Jods, there is no medical cure to PTSD. Exactly what has already been stated above, with some very good points raised.
Think of cancer, where you can go into remission, though after 6 years or something, if no more cancer returns, they call you cured, however; two years later again, more cancer could arise.
The problem with PTSD though opposed to physical conditions, is this is a mental condition, and a mental condition not caused by simply our brain rewiring itself because it wants to, but our brain rewiring itself because it has been exposed to a significant traumatic event. Not just a traumatic event, ie. death in the family, etc, but a traumatic event to the point where your life has been threatened, at deaths door possibly, or your integrity has been threatened from prolonged abuse over many years, ie. constant bashing, physical and mental abuse, etc...

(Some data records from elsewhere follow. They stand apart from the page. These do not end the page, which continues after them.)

PR #2271, opened 2024-01-21
Support TSQL syntax for Geospatial functions

Anikait143:
### Description

- This commit contains Support for TSQL syntax for geospatial functions.

- Added Handling for STX, STY, LAT, LONG, STDistance, STAsText, and STAsBinary functions.

- Modified Test Cases to check TSQL syntax for geospatial functions

Supported Syntax - 

1. Use in a full column name with function name at the last (i.e. full_column_name DOT column_Geospatial_function)
```
select <TableName>.<Column_name>.STX
select <TableName>.<Column_name>.Lat
go
```

2. Use in a function_call statement with function name at the last (i.e. full_column_name DOT function_Geospatial_function)
```
select <TableName>.<Column_name>.STAsText()
select <TableName>.<Column_name>.STDistance(point_instance)
go
```

3. Use in a declared variable statement with function name at the last (i.e. local_id DOT Geospatial_function)
```
DECLARE @point geometry;
SET @point = geometry::STGeomFromText('POINT(-122.34900 47.65100)', 4326);
select @point.STX
select @point.STY
select @point.STAsText()
select @point.STDistance(@point)
go
```

4. Use in a complex function_call statement with function name at the last (i.e. function_call DOT Geospatial_function)
```
select geometry::STGeomFromText('POINT(-122.34900 47.65100)', 4326).STX
select geometry::STGeomFromText('POINT(-122.34900 47.65100)', 4326).STY
select geometry::STGeomFromText('POINT(-122.34900 47.65100)', 4326).STAsText()
select geometry::STGeomFromText('POINT(-122.34900 47.65100)', 4326).STDistance(point_instance)
go
```

5. Use in a complex subquery statement with function name at the last (i.e. subquery DOT Geospatial_function)
```
select ( select <geometryCol> From <geometryTable> ).STX 
select ( select <geometryCol> From <geometryTable> ).STY
select ( select <geometryCol> From <geometryTable> ).STAsText()
select ( select <geometryCol> From <geometryTable> ).STDistance(point_instance)
go
```

6. Use in a complex expression statement with function name at the last (i.e. ( expression ) DOT Geospatial_function)
```
DECLARE @point geometry;
SET @point = geometry::STGeomFromText('POINT(-122.34900 47.65100)', 4326);
select ( @point ).STX
select ( @point ).STY
select ( @point ).STAsText()
select ( @point ).STDistance(@point)
go
```

Task: BABEL- 4370
[...]

PR #2313, opened 2024-01-30
Modified Geospatial TSQL Syntax Support

Anikait143:
### Description

- This commit contains a few changes from https://github.com/babelfish-for-postgresql/babelfish_extensions/pull/2271 :

- Moved Duplicated Code to common helper functions for Exit functions handling Geospatial functional call in both TSQLBuilder and TSQLCommonMutator.
 

- To handle local id's we are now quoting them in the geospatial handling itself rather than modifying their start positions, so as to remove the possibility of multiple rewrites within a single context.

* **Use case based -**  

* **Boundary conditions -**

* **Arbitrary inputs -**

* **Negative test cases -**

* **Performance tests -**

* **Tooling impact -**

* **Client tests -**

### Check List

### DIFF
--- a/contrib/babelfishpg_tsql/antlr/TSqlParser.g4
+++ b/contrib/babelfishpg_tsql/antlr/TSqlParser.g4
@@ -3436,10 +3436,7 @@ constant_LOCAL_ID
 // https://docs.microsoft.com/en-us/sql/t-sql/language-elements/expressions-transact-sql
 // Operator precendence: https://docs.microsoft.com/en-us/sql/t-sql/language-elements/operator-precedence-transact-sql
 expression
-    : local_id (DOT calls+=method_call)*                                        #local_id_expr
-    | subquery (DOT calls+=method_call)*                                        #subquery_expr
-    | LR_BRACKET expression RR_BRACKET (DOT calls+=method_call)*                #bracket_expr
-    | function_call (DOT calls+=method_call)*                                   #func_call_expr
+    : clr_udt_func_call                                                         #clr_udt_expr
     | expression collation                                                      #collate_expr
     | expression AT_KEYWORD TIME ZONE expression                                #time_zone_expr
     | op=(MINUS | PLUS | BIT_NOT) expression                                    #unary_op_expr
@@ -3455,6 +3452,13 @@ expression
     | odbc_literal                                                              #odbc_literal_expr
     | DOLLAR_ACTION                                                             #dollar_action_expr
     ;       
+
+clr_udt_func_call
+    : local_id (DOT calls+=method_call)*
+    | subquery (DOT calls+=method_call)*
+    | LR_BRACKET expression RR_BRACKET (DOT calls+=method_call)*
+    | function_call (DOT calls+=method_call)*
+    ;
 
 method_call
     : xml_methods
--- a/contrib/babelfishpg_tsql/src/tsqlIface.cpp
+++ b/contrib/babelfishpg_tsql/src/tsqlIface.cpp
@@ -183,6 +183,7 @@ template <class T> static void rewrite_function_call_geospatial_func_ref_no_arg(
 static void handleGeospatialFunctionsInFunctionCall(TSqlParser::Function_callContext *ctx);
 static void handleClrUdtFuncCall(TSqlParser::Clr_udt_func_callContext *ctx);
 static void handleFullColumnNameCtx(TSqlParser::Full_column_nameContext *ctx);
+template <class T> static void handleLocalIdQuotingFuncRefNoArg(T ctx, size_t geospatial_start_index, int &offset1, std::string &expr, std::vector<size_t> keysToRemove);
 static bool does_object_name_need_delimiter(TSqlParser::IdContext *id);
 static std::string delimit_identifier(TSqlParser::IdContext *id);
 static bool does_msg_exceeds_params_limit(const std::string& msg);
@@ -7910,22 +7911,8 @@ rewrite_geospatial_col_ref_query_helper(T ctx, TSqlParser::Method_callContext *m
 	keysToRemove.clear();
 	expr += ctx_str.substr(index);
 	
-	/* quoting Local ID's here so as to remove possibility of multiple rewrites in a single context */
-	for (auto &entry : local_id_positions)
-	{
-		if(entry.first >= ctx->start->getStartIndex() && entry.first <= geospatial_start_index)
-		{
-			int local_index = (int)entry.first - ctx->start->getStartIndex() + offset1;
-			if(expr.substr(local_index, entry.second.size()) ==  entry.second)
-			{
-				keysToRemove.push_back(entry.first);
-				expr = expr.substr(0, local_index) + "\"" + entry.second + "\"" + expr.substr(local_index + entry.second.size());
-				offset1 += 2;
-			}
-		}
-	}
-	for (const auto &key : keysToRemove) local_id_positions.erase(key);
-	keysToRemove.clear();
+	handleLocalIdQuotingFuncRefNoArg(ctx, geospatial_start_index, offset1, expr, keysToRemove);
+
 	std::string rewritten_exp = "(" + expr.substr(0, func_call_len + offset1 + 1) + ")." + expr.substr((int)method->start->getStartIndex() - ctx->start->getStartIndex() + offset1, method_len + 1);
 	rewritten_query_fragment.emplace(std::make_pair(ctx->start->getStartIndex(), std::make_pair(ctx_str.c_str(), rewritten_exp.c_str())));
 }
@@ -7962,22 +7949,8 @@ rewrite_geospatial_func_ref_no_arg_query_helper(T ctx, TSqlParser::Method_callCo
 	keysToRemove.clear();
 	expr += ctx_str.substr(index);
 	
-	/* quoting Local ID's here so as to remove possibility of multiple rewrites in a single context */
-	for (auto &entry : local_id_positions)
-	{
-		if(entry.first >= ctx->start->getStartIndex() && entry.first <= geospatial_start_index)
-		{
-			int local_index = (int)entry.first - ctx->start->getStartIndex() + offset1;
-			if(expr.substr(local_index, entry.second.size()) ==  entry.second)
-			{
-				keysToRemove.push_back(entry.first);
-				expr = expr.substr(0, local_index) + "\"" + entry.second + "\"" + expr.substr(local_index + entry.second.size());
-				offset1 += 2;
-			}
-		}
-	}
-	for (const auto &key : keysToRemove) local_id_positions.erase(key);
-	keysToRemove.clear();
+	handleLocalIdQuotingFuncRefNoArg(ctx, geospatial_start_index, offset1, expr, keysToRemove);
+	
 	std::string rewritten_exp = expr.substr((int)method->start->getStartIndex() - ctx->start->getStartIndex() + offset1, method_len) + expr.substr(0, func_call_len + offset1 + 1) + ")";
 	rewritten_query_fragment.emplace(std::make_pair(ctx->start->getStartIndex(), std::make_pair(ctx_str.c_str(), rewritten_exp.c_str())));
 }
@@ -8028,6 +8001,7 @@ rewrite_geospatial_func_ref_args_query_helper(T ctx, TSqlParser::Method_callCont
 	{
 		if(entry.first >= ctx->start->getStartIndex() && entry.first <= geospatial_start_index)
 		{
+			/* Here we are quoting Local Id's which are before the function name */
 			int local_index = (int)entry.first - ctx->start->getStartIndex() + offset1;
 			if(expr.substr(local_index, entry.second.size()) ==  entry.second)
 			{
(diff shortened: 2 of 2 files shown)


contrib/babelfishpg_tsql/src/tsqlIface.cpp
```diff
@@ -945,22 +926,7 @@ class tsqlCommonMutator : public TSqlParserBaseListener
 	 */
 	void exitLocal_id_expr(TSqlParser::Local_id_exprContext *ctx) override
```
KushaalShroff: Is there a better way NOT to use local id? Its the lowest level and its not optimal at all

KushaalShroff (changes requested):

contrib/babelfishpg_tsql/src/tsqlIface.cpp
Anikait143: So basically it's not local_id but it's Local_id_expr
```
expression    
       : local_id (DOT calls+=method_call)*                                        #local_id_expr
``` 
Here method_call can be spatial_methods

and yeah we cannot ignore this part as it is one important category of expression which needs to be handled for CLR_UDT methods for example:
1. @point.STX
2. @point.STAsText()
3. @point1.StDistance(@pnt)

These all expressions will fall under this category and need to be handled separetely, and it's not the lowest level as we already have handlings for same level expressions such as ```full_column_name```

contrib/babelfishpg_tsql/src/tsqlIface.cpp
```diff
@@ -8402,6 +8232,149 @@ rewrite_function_call_geospatial_func_ref_args(T ctx)
...
+		for (size_t i = 0; i < method_calls.size(); ++i)
+		{
+			TSqlParser::Method_callContext *method = method_calls[i];
+			/* rewriting the query in case of Geospatial function Call -> LR_BRACKET expression RR_BRACKET.method_call */
+			if(method->spatial_methods())
+			{
+				size_t ind;
+				std::string context = ::getFullText(ctx);
+				size_t spaces = 0;
+				for (size_t x = ctx->expression()->stop->getStopIndex() + 1 - ctx->start->getStartIndex(); x <= ctx->stop->getStopIndex() - ctx->start->getStartIndex(); x++)
```
KushaalShroff: What are we exactly doing here? Why cant we get the index of RR_BRACKET?

KushaalShroff (changes requested):

contrib/babelfishpg_tsql/src/tsqlIface.cpp
KushaalShroff: Why do we have to do it this way? Can we add a single rule directly into expression ?

KushaalShroff: Distinguish with method call keywords

contrib/babelfishpg_tsql/src/tsqlIface.cpp
```diff
@@ -180,6 +180,12 @@ template <class T> static void rewrite_geospatial_func_ref_no_arg_query_helper(T
 template <class T> static void rewrite_geospatial_func_ref_args_query_helper(T ctx, TSqlParser::Method_callContext *method, size_t geospatial_start_index);
 template <class T> static void rewrite_function_call_geospatial_func_ref_args(T ctx);
 template <class T> static void rewrite_function_call_geospatial_func_ref_no_arg(T ctx);
+static void handleGeospatialFunctionsInFunctionCall(TSqlParser::Function_callContext *ctx);
+static void handleGeospatialFunctionsInFuncCallExpr(TSqlParser::Func_call_exprContext *ctx);
+static void handleGeospatialFunctionsInLocalIdExpr(TSqlParser::Local_id_exprContext *ctx);
+static void handleGeospatialFunctionsInBracketExpr(TSqlParser::Bracket_exprContext *ctx);
+static void handleGeospatialFunctionsInSubqueryExpr(TSqlParser::Subquery_exprContext *ctx);
+static void handleFullColumnNameCtx(TSqlParser::Full_column_nameContext *ctx);
```
KushaalShroff: The question on reusable code raised by Rob, does it really help by shifting logic in another function?
I dont see a reason why The current change to introduce new and separate functions is useful

KushaalShroff (changes requested):

contrib/babelfishpg_tsql/src/tsqlIface.cpp
Anikait143: Done

contrib/babelfishpg_tsql/src/tsqlIface.cpp
Anikait143: That was exactly what Rob Pointed Out, He also used the same thing
See for example the handling of floating-point constants in exitConstant() ([here](https://github.com/babelfish-for-postgresql/babelfish_extensions/blob/BABEL_4_X_DEV/contrib/babelfishpg_tsql/src/tsqlIface.cpp#L2301) and [here](https://github.com/babelfish-for-postgresql/babelfish_extensions/blob/BABEL_4_X_DEV/contrib/babelfishpg_tsql/src/tsqlIface.cpp#L3147)).

contrib/babelfishpg_tsql/src/tsqlIface.cpp
```diff
@@ -8402,6 +8232,149 @@ rewrite_function_call_geospatial_func_ref_args(T ctx)
...
+				if (i == 0) ind = ctx->expression()->stop->getStopIndex() + 1 + spaces;
+				else ind = method_calls[i-1]->stop->getStopIndex();
+				rewrite_geospatial_query_helper(ctx, method, ind);
+			}
+		}
+	}
+}
+
+static void
+handleGeospatialFunctionsInSubqueryExpr(TSqlParser::Subquery_exprContext *ctx)
```
rishabhtanwar29: This and above 3 functions look quite similar. Can we combine these functions into one and handle the different parts using `if-else` instead?

Anikait143: Done

contrib/babelfishpg_tsql/src/tsqlIface.cpp
Anikait143: Ok got it, I have added an umbrella rule and now using this rule to distinguish between methods

contrib/babelfishpg_tsql/src/tsqlIface.cpp
```diff
@@ -8402,6 +8181,86 @@ rewrite_function_call_geospatial_func_ref_args(T ctx)
...
+	else if (ctx->geospatial_col())
+	{
+		/* Throwing error similar to TSQL as we do not allow 4-Part name for geospatial function call */
+		if(ctx->schema) throw PGErrorWrapperException(ERROR, ERRCODE_SYNTAX_ERROR, format_errmsg("The multi-part identifier \"%s\" could not be bound.", ::getFullText(ctx).c_str()), getLineAndPos(ctx));
+		
+		/* Rewriting the query as: table.col.STX -> (table.col).STX */
+		std::string rewritten_func_name = "(";
+		if(ctx->table) rewritten_func_name += stripQuoteFromId(ctx->table) + ".";
+		rewritten_func_name += stripQuoteFromId(ctx->column) + ")." + ::getFullText(ctx->geospatial_col());
+		rewritten_query_fragment.emplace(std::make_pair(ctx->start->getStartIndex(), std::make_pair(::getFullText(ctx), rewritten_func_name.c_str())));
```
rishabhtanwar29: We can probably insert the brackets `(` or `)` at the right places instead of rewriting the whole string.

contrib/babelfishpg_tsql/src/tsqlIface.cpp
```diff
@@ -8246,50 +7992,69 @@ rewrite_geospatial_func_ref_args_query_helper(T ctx, TSqlParser::Method_callCont
...
+			{
+				if((size_t)arg_offset_list[i].first < entry.first) local_index += arg_offset_list[i].second;
+			}
+			if(expr.substr(local_index, entry.second.size()) ==  entry.second)
+			{
+				keysToRemove.push_back(entry.first);
+				expr = expr.substr(0, local_index) + "\"" + entry.second + "\"" + expr.substr(local_index + entry.second.size());
+				offset2 += 2;
+				local_id_end_offset += 2;
+			}
```
rishabhtanwar29, line 8027: A comment would be helpful here to understand what we are trying to do.

contrib/babelfishpg_tsql/antlr/TSqlParser.g4
```diff
@@ -3436,10 +3436,7 @@ constant_LOCAL_ID
 // https://docs.microsoft.com/en-us/sql/t-sql/language-elements/expressions-transact-sql
 // Operator precendence: https://docs.microsoft.com/en-us/sql/t-sql/language-elements/operator-precedence-transact-sql
 expression
-    : local_id (DOT calls+=method_call)*                                        #local_id_expr
```
timchang514, line 3439: is there potential side effects from altering parser definition of expression like this, and is it necessary? IMO feels invasive

Anikait143: No there are no side effects for this change as we have just created an umbrella rule to handle CLR_UDT types, everything apart from them will work as before and it is necessary as without it we will be handling the functions with tagName which can be a concern

timchang514 (approved):

robverschoor (changes requested):
The loop `/* quoting Local ID's here so as to remove possibility of multiple rewrites in a single context */` is still duplicated 4 times in this code. Please replace with a generic function

shah-nirmit (approved):

contrib/babelfishpg_tsql/src/tsqlIface.cpp
```diff
@@ -8148,42 +7888,45 @@ rewrite_geospatial_col_ref_query_helper(T ctx, TSqlParser::Method_callContext *m
...
 			if(entry.first <= geospatial_start_index) offset1 += (int)entry.second.second.size() - entry.second.first.size();
-			else offset2 += (int)entry.second.second.size() - entry.second.first.size();
 		}
 	}
 	for (const auto &key : keysToRemove) rewritten_query_fragment.erase(key);
 	keysToRemove.clear();
+	expr += ctx_str.substr(index);
 	
-	/* shifting the local id positions to new positions after rewriting the query since they will be quoted later */
+	/* quoting Local ID's here so as to remove possibility of multiple rewrites in a single context */
```
rishabhtanwar29: Can we have a common function for quoting Local IDs? It is being done at a couple of places.

contrib/babelfishpg_tsql/src/tsqlIface.cpp
Anikait143: Done

contrib/babelfishpg_tsql/src/tsqlIface.cpp
Anikait143: Done

contrib/babelfishpg_tsql/src/tsqlIface.cpp
Anikait143: Done

contrib/babelfishpg_tsql/src/tsqlIface.cpp
```diff
@@ -8402,6 +8181,86 @@ rewrite_function_call_geospatial_func_ref_args(T ctx)
...
+		for (size_t i = 0; i < method_calls.size(); ++i)
+		{
+			TSqlParser::Method_callContext *method = method_calls[i];
+			/* rewriting the query in case of Geospatial function Call */
+			if(method->spatial_methods())
+			{
+				size_t ind = -1;
+				if (i == 0)
+				{
+					if(ctx->local_id()) ind = ctx->local_id()->stop->getStopIndex();
```
robverschoor, line 8215: Why is the test for whitespace is no longer needed?

Anikait143: We have directly used that particular index so no need to worry about the spaces in between

contrib/babelfishpg_tsql/src/tsqlIface.cpp
```diff
@@ -8402,6 +8157,108 @@ rewrite_function_call_geospatial_func_ref_args(T ctx)
...
+handleClrUdtFuncCall(TSqlParser::Clr_udt_func_callContext *ctx)
+{
+	/* checking if CLR_UDT types */
+	if(ctx != NULL && !ctx->DOT().empty())
+	{
+		std::vector<TSqlParser::Method_callContext *> method_calls = ctx->method_call();
+		for (size_t i = 0; i < method_calls.size(); ++i)
+		{
+			TSqlParser::Method_callContext *method = method_calls[i];
+			/* rewriting the query in case of Geospatial function Call */
```
robverschoor: Nit: use consistent spelling. this comment says "Geospatial function Call", the comment in the preeceding function says "geospatial function calls". Note difference in capitilization and plural form.
At some places comments mention "local_id", in others we speak of "Local ID's".

robverschoor (approved):

contrib/babelfishpg_tsql/src/tsqlIface.cpp
Anikait143: Done

robverschoor (approved):

contrib/babelfishpg_tsql/src/tsqlIface.cpp
rishabhtanwar29: I think we would be inserting two rewrites separately in the rewritten_query_fragment but I still see one. We are still rewriting the whole string.

rishabhtanwar29 (approved):

shardgupta (approved):

KushaalShroff (approved):

priyansx (commented):
LGTM

priyansx (commented):
LGTM

priyansx:
LGTM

Memories never go away, they never physically disappear like cancer can, they are always with you. Coming to terms with those memories and no longer fearing them, is a positive step forward and you can learn to reassociate yourself within society with little recourse from PTSD itself, however; one simple thing occurs, and bam, suddenly a memory is triggered, what you fear comes flooding back, and at this point you decide what happens, ie. you cope with the memory for what it is, a bad memory of your past, or you take that memory and become depressed, then anxious, then panic, then dream about it, then dwell upon it more, then start drinking or doing drugs to try and suppress the memory, then your on a downward spiral once again into the realms of PTSD. If you take that memory for what it is at the time is recalls, you work through it, you use all your self techniques you have learnt or adapted to suit yourself, and then suddenly the memory dissapates again along with all the sudden symptom outburst, and within a day you back to your normal life, except now you just found another trigger in which you may have to work upon to cope with next time it occurs, or you go and intentionally begin exposing yourself to such a trigger again to build a wall in response to it, where it no longer becomes a trigger, instead just an annoyance within your day, or reflection of the past, nothing more.

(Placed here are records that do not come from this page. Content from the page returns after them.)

PR #2352, opened 2024-02-07
Add check hook for pgstat_end_function_usage in fmgr

tanscorpio7:
### Description

In babelfish there could be cases where a procedure rollbacks/deletes it self during execution.
For example 
```
BEGIN TRAN
CREATE PROCEDURE poc1 AS ROLLBACK;
EXEC p;
```
Procedure 'proc1' does not exists after its execution since the transaction in which it was created
was rolled back by the procedure itself.
Now while executing rollback inside such procedures, the pg_stat entry for this proc is also deleted.
When we return to fmgr to end the proc invocation, we will overwrite on this freed block of memory.
In future, when alloc tries to allocate this freed block if memory to some other process,
it may hit an assert since this block was corrupted.

To avoid this, we add an additional check before writing on the pg_stat entry post invocation.
Check involves simply looking for a local cache pg_stat entry for given key.

Note* PG does not need this check since such a case is not possible there.

#### Performance Effect
Use the simplest of procedures to avoid diluting the performance changes and get the worst case scenario.
Before & after numbers are taken as average of 4 runs.
```
CREATE PROCEDURE proc1 AS SELECT 1;
CREATE PROCEDURE proc2 @in INT AS SELECT @in + 1;
```
**CASE 1**
```
DECLARE @i INT = 0;
DECLARE @dt DATETIME = getdate();
WHILE (@i < 1000000)
BEGIN
    EXEC proc1;
    SET @i = @i + 1;
END;
DECLARE @duration_ms int;
SET @duration_ms = DATEDIFF(ms, @dt, getdate());
SELECT @duration_ms
GO
```
Before Fix:
_track_functions -->_ disabled: 29189 ms enabled: 29367.75 **Change: +0.62%**
After Fix:
_track_functions -->_ disabled: 28261 ms enabled: 28266 **Change: ~0%**

**CASE 2**
```
DECLARE @i INT = 0;
DECLARE @dt DATETIME = getdate();
WHILE (@in < 1000000)
BEGIN
    EXEC proc2 1;
    SET @i = @i + 1;
END;
DECLARE @duration_ms int;
SET @duration_ms = DATEDIFF(ms, @dt, getdate());
SELECT @duration_ms
GO
```
Before Fix:
_track_functions -->_ disabled: 34730.25 ms enabled: 34732.25 **Change: ~0%**
After Fix:
_track_functions -->_ disabled: 33918.75 ms enabled: 34075.5 **Change: +0.4%**

Tests show no visible change in performance.

### Issues Resolved

[BABEL-4740]

### Sign Off

1. Enable track_function GUC for github actions otherwise execution does not even enter the pg_stat related code.
2. Different permutation and variation of example in description.
3. Existing test cases like TestTransactionSupportForProcedure & TestSimpleErrorsWithImplicitTran crashes without this fix when track function GUC is enabled.
4. Todo: Check how much the check hook deteriorates the performance.

### Check List

### DIFF
--- a/contrib/babelfishpg_tsql/src/hooks.c
+++ b/contrib/babelfishpg_tsql/src/hooks.c
@@ -27,6 +27,7 @@
 #include "commands/dbcommands.h"
 #include "commands/explain.h"
 #include "commands/tablecmds.h"
+#include "commands/trigger.h"
 #include "commands/view.h"
 #include "common/logging.h"
 #include "funcapi.h"
@@ -184,6 +185,9 @@ extern bool called_from_tsql_insert_exec();
 extern Datum pltsql_exec_tsql_cast_value(Datum value, bool *isnull,
 							 Oid valtype, int32 valtypmod,
 							 Oid reqtype, int32 reqtypmod);
+static void is_function_pg_stat_valid(FunctionCallInfo fcinfo,
+									  PgStat_FunctionCallUsage *fcu,
+									  char prokind, bool finalize);
 
 /*****************************************
  * 			Replication Hooks
@@ -253,6 +257,7 @@ static bbf_get_sysadmin_oid_hook_type prev_bbf_get_sysadmin_oid_hook = NULL;
 static transform_pivot_clause_hook_type pre_transform_pivot_clause_hook = NULL;
 static called_from_tsql_insert_exec_hook_type pre_called_from_tsql_insert_exec_hook = NULL;
 static exec_tsql_cast_value_hook_type pre_exec_tsql_cast_value_hook = NULL;
+static pltsql_pgstat_end_function_usage_hook_type prev_pltsql_pgstat_end_function_usage_hook = NULL;
 
 /*****************************************
  * 			Install / Uninstall
@@ -433,6 +438,9 @@ InstallExtendedHooks(void)
 
 	bbf_InitializeParallelDSM_hook = babelfixedparallelstate_insert;
 	bbf_ParallelWorkerMain_hook = babelfixedparallelstate_restore;
+
+	prev_pltsql_pgstat_end_function_usage_hook = pltsql_pgstat_end_function_usage_hook;
+	pltsql_pgstat_end_function_usage_hook = is_function_pg_stat_valid;
 }
 
 void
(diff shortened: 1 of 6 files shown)


contrib/babelfishpg_tsql/src/hooks.c
```diff
@@ -4920,4 +4926,20 @@ static Node* optimize_explicit_cast(ParseState *pstate, Node *node)
 		}
 	}
 	return node;
-}
\ No newline at end of file
+}
+
+/*
+ * in pltsql, pg_stat entry for a function may be dropped while
```
surendravishnoi: let us add more context about what leads to this drop

test/JDBC/expected/BABEL_4740.out
```diff
@@ -0,0 +1,350 @@
...
+GO
+EXEC babel_4740_p7
+GO
+COMMIT
+GO
+
+CREATE PROCEDURE babel_4740_p8 AS DROP PROCEDURE babel_4740_p8
+GO
+
+-- Execute this procedure 641 times
```
surendravishnoi: 64 times?

contrib/babelfishpg_tsql/src/hooks.c
tanscorpio7: added

contrib/babelfishpg_tsql/src/hooks.c
```diff
@@ -4920,4 +4927,25 @@ static Node* optimize_explicit_cast(ParseState *pstate, Node *node)
 		}
 	}
 	return node;
-}
\ No newline at end of file
+}
+
+/*
+ * in pltsql, commit & rollback inside a function can drop
```
surendravishnoi: Pltsql allows rolling back parent transaction/sub-transaction while executing a procedure. The rollback will result into drop of all objects created in parent transaction/sub-transaction including the procedure itself if it is part of the active transaction. Also, PG will drop pg_stat entry for a procedure as part of rollback if the procedure is created in the same transaction. 
As a result, we can have a scenario where pg_stat entry for a procedure becomes invalid by the time it ends due to rollback inside it. This hook will validate if a pg_stat entry is valid or not before touching it.

surendravishnoi (approved):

If a significant event occured within your life though, ie. someone you cared about died suddenly, accident, child, etc, then that could spiral you out of control once again into the deepest and darkest we are / have lived with PTSD. You could remain there for another year or more if you regain guilt from the recent event, blame, etc etc... you then manifest a recent trauma into a significant traumatic memory for you, thus you have to then work that traumatic event through to gain the same resolution once again.
Even when better, your mind will still try and overpower you every now and again, it will reraise symptoms, it will raise memories, PTSD does and will constantly make attempts to gain control over you, but with logical thought, support, discussion and technique implementation, you can keep it under control for the most part.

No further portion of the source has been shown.